Abstract

Conventional models of valley incision in tectonically active basins depict fluvial incision and base level (sea level) fall as a paired process-response. Sequence boundaries are considered to be markers of episodes of tectonic uplift and/or lowered base level accompanied by a basinward migration of shoreline position. The Hanna Basin of southern Wyoming changed from being a foreland basin with an east-west drainage pattern during the Campanian to being a block-rotational basin, down-dropping in the east and uplifting in the west, during the Maastrichtian, while maintaining the drainage pattern. Paleovalley fills in the Ferris and Hanna formations (Maastrichtian-Thanetian) are 10-90 m thick, 0.5-2 km wide, and contain mixed fluvial/estuarine medium- to coarse-grained channel belts. Because the Hanna Basin block behaved as a semirigid lever, rotating around a pivot point to the east of the Rawlins Uplift, valley incision and base level fall in the west were accompanied by base level rise and in some cases, marine transgression to the east.
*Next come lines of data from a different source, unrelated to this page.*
Issue #419, opened 2026-08-01
Untagged sessions are weak ownership: they leak once their run dir is gone, and can be pruned by the wrong project on a run-id collision (the fallback behind #320)


dracic:
Split out of #320 (PR #418) by review, deliberately not folded into that fix: the resolution needs an intent decision, not a wider diff.

## The gap

#418 gates the psmux session project tag on `_transportable()`: a value that cannot survive psmux's CLI→server control line is refused rather than stored corrupted, leaving the option unset. That is the correct degradation, because `runs.prunable_sessions` falls back to the run dir for an untagged session — it claims our own dead runs and skips foreign ones.

**That fallback holds only while the run dir exists.** `delete_run` (`runs.py:512`) and `archive_run` (`runs.py:526`) both `rmtree` it, and neither kills an already-orphaned session. So for a project whose tag is untransportable:

1. every agent session is created untagged;
2. a crash (or any run whose session outlives its engine) leaves the session behind;
3. the operator runs `clean` / archives the run, removing the directory;
4. every later prune reads the session as untagged **with no run dir under this project**, hits `runs.py:351-352`'s `elif not is_run(run_dir): continue`, and skips it — from every project, including its own.

Result: one leaked psmux session, and its server, per run, for the life of the machine.

Note the asymmetry this exposes. A *tagged* orphan whose run dir is gone **is** prunable — that is the `orphan-1` case in `test_prunable_sessions_partitions`. The tag is the only ownership proof that survives run-dir removal, so the untagged branch is strictly weaker by design.

## Why this is not just theoretical, and not just a psmux problem

The refusal shapes look exotic until you filter them through `Path.resolve()` on Windows:

- `"` is illegal in Windows filenames — unreachable in a resolved project path.
- A mid-path `\\` and a trailing `\` are normalized away by `resolve()`.
- A standalone `;` token needs a directory literally named `;`.

The one shape that survives all of that is a **spaced UNC path** — `\\srv\share name\proj`. That is an ordinary corporate setup, not a corner case, and there every session for the project goes untagged.

Worth stating plainly: this is **not a regression** from #418. Before the gate, the same path stored a corrupted tag, which `prunable_sessions` skipped for exactly as long. #418 does not make it worse; it just makes the ceiling visible and worth naming.

## Candidate directions

[...]

Issue #335, opened 2026-07-27
awaiting-operator part 4: [operator] on_review_demotion = park (the allowlisted done -> awaiting-operator writer)


pbean:
> **Status 2026-09-20 (v0.12.0).** Parts 1–3 landed and shipped in 0.10.0 (`CHANGELOG.md:3422`): #347 `d53ba639` vocabulary — `Phase.AWAITING_OPERATOR` in `TERMINAL_PHASES` (`src/bmad_loop/model.py:44`, `:50`), the one `COMMITTING → AWAITING_OPERATOR` edge (`src/bmad_loop/statemachine.py:38`), the token before `done` in `STATUS_ORDER` and out of `ACTIONABLE_STATUSES` (`src/bmad_loop/sprintstatus.py:52`, `:64`); #348 `8a3cf914` entry — `_park_awaiting_operator` rides `COMMITTING` → `_finalize_commit_phase` (`src/bmad_loop/engine.py:3595`, `:3703`), `_operator_park_enabled` opts stories/sweep out (`src/bmad_loop/engine.py:4039`), `OperatorPolicy.enabled` default-on (`src/bmad_loop/policy.py:314`, `src/bmad_loop/data/settings/core.toml:453`); #355 `e425ac29` exit — `cmd_confirm` (`src/bmad_loop/cli.py:3805`), `operatoractions.record_park` (`src/bmad_loop/operatoractions.py:136`), four `operator.*` validate ids (`src/bmad_loop/checks.py:93-96`). Committed park records followed via #356 (PRs #361, #362).
>
> 0.12.0 hardened the park proof-of-work skip (`CHANGELOG.md:2104`, related to #676): the waiver now requires the current session's own `park_asserted` result marker (`src/bmad_loop/devcontract.py:510`, `src/bmad_loop/verify.py:8322`) and journals `park-proof-of-work-skipped`; retained frontmatter or a re-armed spec no longer inherits it.
>
[...]

PR #541, opened 2026-08-11
test: cover envvars registry + TUI hard-stop/archive paths; fix inf session-timeout override

pbean:
Test-gap backfill from an audit. Three independent gaps plus one unused dependency. No `src/` behavior changes — the only non-test edits are `pyproject.toml`/`uv.lock` (dependency removal) and `CHANGELOG.md`.

## 1. `tests/test_envvars.py` — new

`envvars.py` is the module AGENTS.md names as the one place a core `BMAD_LOOP_*` var is defined, and no test named it (`grep envvars tests/` → 0). Six tests / 13 cases pin the documented contract: `session_timeout_s()` ignores an unparseable, empty, zero or negative override; `mux_backend()` / `process_host()` pass their value back verbatim, so the downstream registry is what raises on an unknown name — a reader that swallowed a bad name would turn a loud misconfiguration into a silent auto-select.

**Coverage here is layered, not virgin.** `test_engine.py::test_session_timeout_s_env_override` already pinned the same rejection rows one layer up, through `Engine._session_timeout_s`. That is a different claim (does the *policy default survive*?) from this one (what does the *parse return*?), so both stay, and both now state their contract parity — a behavior change lands in both or records the divergence.

## 2. Env-registry scan guard — `tests/test_portability_guard.py`

AGENTS.md's second env clause — "plugin-owned env-var families stay with their plugin" — was documented but unenforced. One new scan in the file's existing single AST pass fails any `BMAD_LOOP_*` read taken from the process environment outside `envvars.py`, the two stdlib-only hook relays, and the seven Unity helper scripts.

- **Reads only.** `engine.py`, `resolve.py`, `probe.py`, `plugins/bus.py` and `unity_plugin.py` *build* a `BMAD_LOOP_*` dict to inject into a child session — the producing side, not a second source of truth. `gates.py`'s `BMAD_LOOP_NOTIFY_*` are read by osascript/PowerShell, not by us.
- **The alias arm is load-bearing.** `envvars.py` reads exclusively through named constants (`os.environ.get(MUX_BACKEND)`), so a literal-only matcher would never see the registry and its allowlist entry would be dead code.
- **No violation exists.** All 52 reads live in the 10 allowlisted files; every `os.environ` read elsewhere in `src/` targets a non-`BMAD_LOOP_*` var (`SystemRoot`, `XDG_CONFIG_HOME`, `PATHEXT`, `TMUX`, `TEXTUAL_*`). The guard's value is entirely prospective, which is what the ablations grade.

Also allowlisted, and not predicted when the work was scoped: `data/bmad_loop_probe_hook.py`, the same stdlib-only shape as `bmad_loop_hook.py`.

## 3. TUI hard-stop / archive Pilot tests — `tests/test_tui_app.py`

`x` and `A` had no Pilot coverage. Added, mirroring the graceful-stop section's helpers:

- `x` on a live run → confirm → both halves fire (`runs.stop_run` **and** `launch.kill_ctl_window`).
- `x` on a run that is not *provably* alive → warning, no modal, neither helper called. Parametrized over `dead` **and** `unknown`: the gate is `== "alive"`, deliberately stricter than `S`'s `!= "dead"`, because killing the agent window on an unidentifiable pid is not recoverable the way a control-file request is.
- `A` archives + forgets; `A` on a live run refuses. Note this gate is **asymmetric with `x`** — archive blocks only `alive`, letting `unknown` through into a confirm that carries a warning. It is also only the first of two refusals; `_archive_run_worker` catches the session-keyed `runs.LiveSessionError` (#419) behind it.
- `shift+tab` reverse-cycles the resize ring, mirroring the forward-tab test beat for beat.

`action_stop_run` also has a `_mux_missing()` pre-gate ahead of the liveness check, so these tests pin `launch.mux_available` — left unpinned they would silently depend on tmux being on the dev box's PATH.

## 4. `pytest-rerunfailures` removed

Never invoked: no `--reruns`, no `addopts`, no `flaky` marker in the repo or CI. A test-retry plugin sitting in the environment is an invitation to paper over a real flake. Removed from the `dev` group and relocked with `uv lock` (uv removed v16.3; no other lock churn).

## Ablations

Repo rule — every negative assertion was ablated against a `cp` backup (never `git checkout`), confirmed to FAIL, and restored byte-identical (md5 verified). Dated notes are recorded in the test files.

| Gate deleted | Result |
|---|---|
| `session_timeout_s` `try/except ValueError` only | 2 failed — exactly the unparseable rows |
| `session_timeout_s` `> 0` guard only | 5 failed — exactly the numeric rows |
| `session_timeout_s` `raw is None` early-out | 1 failed, on `TypeError` the `except ValueError` does *not* catch |
| `mux_backend` made "helpful" (filter unknown → None) | 1 failed, on the unregistered-name row alone |
| Scan-guard allowlist emptied | fails listing all 52 real reads (detection fires) |
| Inline read planted in a non-allowlisted core module | fails naming the file:line — verified twice, independently, in `verify.py` (`os.environ.get`) and `engine.py` (`os.getenv`) |
| Same read spelled through a module constant | fails — the alias arm is live |
| Name written into a docstring instead | stays green — prose is not a read |
| TUI `x` liveness gate | 2 failed — both `dead` and `unknown` rows, nothing else |
| TUI archive `alive` gate | 1 failed |

The two halves of `session_timeout_s`'s rejection hold **disjoint** row sets, so a combined ablation would have reddened everything and graded neither. No test was vacuous on first write.

## Verification

`uv run pytest -q -n auto` → **5003 passed, 39 skipped, 5 xfailed** · `uv run pyright` → **0 errors** · `trunk check` → **no issues**.

## Flagged, not fixed

`BMAD_LOOP_SESSION_TIMEOUT_S=inf` is **accepted** (verified: returns `inf`) — `inf > 0` is True, so no guard rejects it, and the result is an effectively unbounded session wall-clock budget. It does not violate the docstring's promise that a bad override can never silently *shorten* a run, but lengthening without bound is unguarded. Deliberately left unasserted: pinning it would freeze what may be an unintended affordance. Worth a tracker issue rather than a test.

## Summary by CodeRabbit

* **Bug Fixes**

Sequence boundary formation upstream and filling events downstream were simultaneous and therefore out of phase relative to changes in relative sea level predicted by standard allocyclic models. Tidal influence in these systems occurred during erosion and bypass in the upstream section and sediment sequestration in the dowstream section. The influence of tectonic activity, including intrabasinal structures, on valley incision and local base level changes can have dramatic implications for predicted reservoir geometries, facies distribution, and reservoir heterogeneity.